How Exactly are Retailers Leveraging Customer Analytics in 2018?
What’s the secret to creating deeper customer engagements and more personalized experiences? Many would argue the golden nugget is found in data and analytics. On February 28, we hosted a roundtable at the Retail Hive event ‘Engaging the Connected Customer’ in London where more than 100 participants from leading retail and consumer products companies shared their experiences and challenges around this topic. Here’s a quick run-down of our roundtable discussions.
Availability of Customer Data – when it comes to having access to customer data within your organization, where do you currently stand?
The Hive community is diverse, so the range of responses came as no surprise. Everyone agreed that customer data tends to be scattered, captured across a series of front and back office retail processes, and held within multiple systems that are frequently disconnected. The more data-driven organizations have already begun to embark on significant investments in Data Lake or data warehouse solutions. For many though, tapping into a pool of data for valuable customer insights remains a distant aspiration.
Customer Analytics – how mature is your understanding of what your customers want and need?
Varying responses showed a divergence between businesses engaging directly and indirectly with the end consumer.

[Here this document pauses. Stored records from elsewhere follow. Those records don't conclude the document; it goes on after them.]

PR #1423, opened 2023-10-16
Fix bug with renaming notebooks 

### LINKED ISSUE #1422: Renaming notebook doesn't clear old notebook out of the UI cache.
If you rename a notebook and then refresh, the old notebook is still visible in the list (and as a tab) but empty. 

Pretty sure this is the client-side notebook list not being updated.

mjren23:
- previously, renaming an open notebook and then refreshing the page would leave the old notebook tab open because the state updates execute in the incorrect order, meaning the list of open files is not correct by the time a process in main.ts attempts to update the url of the page to the new notebook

For organizations one step away from the end consumer, strategic investment in developing deep analytics capabilities supported by technology and people skills seemed more prevalent. One common initiative included building a set of consumer personas. Given the grey areas where 360 degree information about consumer behavior is missing and still has to be inferred, this approach is not free of challenges.
Many mature retailers seemed to be successful with Agile methodologies by pushing the customer analytics agenda forward within their organizations through trial and error, continuous improvement and a focus on demonstrating ROI from smaller analytics solution projects. Digital customer-facing platforms are an ideal vehicle for this, although heavy tagging across a site has at times led to performance issues, so the advice was to always balance business need with technical feasibility.
Could it be that this divergence between adopting a strategic (top-down) or a tactical (bottom-up) approach is related to the ownership of customer data within an organization? Responses from our roundtable participants indicated that there’s no ‘one size fits all’ solution when it comes to a successful customer analytics strategy, or even when it comes to identifying who within the C-suite is accountable for leading the customer analytics transformation agenda.
Advanced Technologies and Personalization – what is your appetite for using advanced technologies, such as machine learning, to personalize the customer experience and deepen customer engagement?
While there was a mix of responses from the group regarding more advanced tech, there were a few who had positive experiences to share.
One retailer shared how their company applied machine learning-powered chatbots to their eCommerce platform to filter simple customer queries, freeing up time for dedicated virtual agents to field more complex inquiries. This enabled a more personalized shopping experience for customers without adding headcount for agents.
A start-up business explained that they intend to move beyond simply collecting data on past customer interactions and develop a machine learning-enabled solution based on internal and external structured and unstructured data to personalize the products offered to individual customers. It’s interesting that a start-up could move so rapidly toward advanced technology, which prompted us to think that this may be a benefit of not being encumbered by legacy systems.
Our Roundtable Conclusion
We are encouraged to see a high level of interest surrounding customer analytics in 2018. The majority of retailers are still figuring out ‘how to get it right.’ For those who may already have invested in gathering reams of customer data, the problem of how to best draw valuable insights from it (to find those golden nuggets) remains unresolved. For those not yet off the starting block, driving the customer analytics agenda would be easier with a C-level advocate. But, practical examples show it is possible to gain influence and buy-in from the ground up – it’s all about building a community of advocates at every level in your organization.
Advice from EPAM – where to start on your customer analytics transformation journey?
Many companies may rush to focus on the immediate need for technology solutions to consolidate disparate data, but we would suggest pausing to first consider your strategic analytics transformation roadmap. As one of our clients said, “don’t fall into the trap of capturing or measuring for the sake of it, first be clear about what you are trying to measure and why.” It’s also important to view data in context, so having data science capabilities within your organization is also something to seriously consider in 2018.
As for the evolution of more advanced customer engagement technologies, let’s see what this year really delivers…
Justine Stanton is Director, Retail Consulting Services Europe at EPAM. She has 20+ years of experience working with global organizations across mass market, general merchandise, luxury goods and telco sectors.